Records for the task:
PR #2813, opened 2023-08-03
Drop support for Python 3.7

Pliner:
Have to open a new PR with changes from #2744, because it has been forcefully closed by GH.

PR #2854, opened 2023-09-19
Add support for Python 3.12

hugovk:
# Summary

Follow on from https://github.com/encode/httpcore/pull/807.

The [third and final Python 3.12 release candidate](https://discuss.python.org/t/python-3-12-0rc3-released-honestly-the-final-release-candidate-i-swear/34093?u=hugovk) is out! :rocket:

> ## Call to action
> 
> We strongly encourage maintainers of third-party Python projects to prepare their projects for 3.12 compatibilities during this phase, and where necessary publish Python 3.12 wheels on PyPI to be ready for the final release of 3.12.0.

Python 3.12.0 final is due out in two weeks: [2023-10-02](https://peps.python.org/pep-0693/).

See also https://dev.to/hugovk/help-test-python-312-beta-1508/

# Checklist

### DIFF
--- a/httpx/_config.py
+++ b/httpx/_config.py
@@ -1,7 +1,6 @@
 import logging
 import os
 import ssl
-import sys
 import typing
 from pathlib import Path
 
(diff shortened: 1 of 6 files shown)


httpx/_config.py
```diff
@@ -128,11 +127,10 @@ def load_ssl_context_verify(self) -> ssl.SSLContext:
 
         # Signal to server support for PHA in TLS 1.3. Raises an
         # AttributeError if only read-only access is implemented.
-        if sys.version_info >= (3, 8):  # pragma: no cover
-            try:
-                context.post_handshake_auth = True
-            except AttributeError:  # pragma: no cover
-                pass
```
Kludex, line 135: Why are you removing 3.8 conditionals?

T-256: Python 3.7 no longer supported https://github.com/encode/httpx/pull/2813

hugovk: Yep, with 3.8+, the condition `sys.version_info >= (3, 8)` is always true.

tomchristie (approved):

What you will do:
Restate word for word the lines from the one holding "# Checklist" to the end of the listing, both ends included, and nothing more.

Solution below:
# Checklist

### DIFF
--- a/httpx/_config.py
+++ b/httpx/_config.py
@@ -1,7 +1,6 @@
 import logging
 import os
 import ssl
-import sys
 import typing
 from pathlib import Path
 
(diff shortened: 1 of 6 files shown)


httpx/_config.py
```diff
@@ -128,11 +127,10 @@ def load_ssl_context_verify(self) -> ssl.SSLContext:
 
         # Signal to server support for PHA in TLS 1.3. Raises an
         # AttributeError if only read-only access is implemented.
-        if sys.version_info >= (3, 8):  # pragma: no cover
-            try:
-                context.post_handshake_auth = True
-            except AttributeError:  # pragma: no cover
-                pass
```
Kludex, line 135: Why are you removing 3.8 conditionals?

T-256: Python 3.7 no longer supported https://github.com/encode/httpx/pull/2813

hugovk: Yep, with 3.8+, the condition `sys.version_info >= (3, 8)` is always true.

tomchristie (approved):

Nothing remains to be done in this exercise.